## RECORDS FOR THE EXERCISE:
Issue #442, opened 2025-12-04
Update TPL Manager to use spack v1.1.0


mcfadden8:
The current version of `tpl-manager.py` uses v0.22.0 of `spack`.  This PR is to document work done in support of this update.

### External Dependencies
- [x] #441 - (needed by tool chains built by spack v1)
### Work
- [x] Update spack packages to use new `cmake` and/or `autoconf` `spack builder classes` available in spack v0.22.0.  This is needed because many/most of the older mechanisms used are difficult to maintain or port in `spack v1.0+`
- [x] Update `yaml` files to match with documented style changes required by `spack`
- [x] Update packages to be compliant with new spack package API (2.0) that is used by `spack 1.1`.

mcfadden8:
Fixed: This was fixed as part of the upgrade to spack v1 PR #421 (Docker image: 24.04, gcc 13.3.0, python3 3.12.3)

PR #443, opened 2025-12-04
Add ATS Updates

mcfadden8:
# Summary
Update ATS to work with later versions of python (needed for #442)


mcfadden8:
This has already been addressed with #444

## WHAT YOU HAVE TO DO:
Set down the line holding "Add ATS Updates" and all later lines through the last one in the material above, exactly, and no other lines.

## TASK SOLUTION:
Add ATS Updates

mcfadden8:
# Summary
Update ATS to work with later versions of python (needed for #442)


mcfadden8:
This has already been addressed with #444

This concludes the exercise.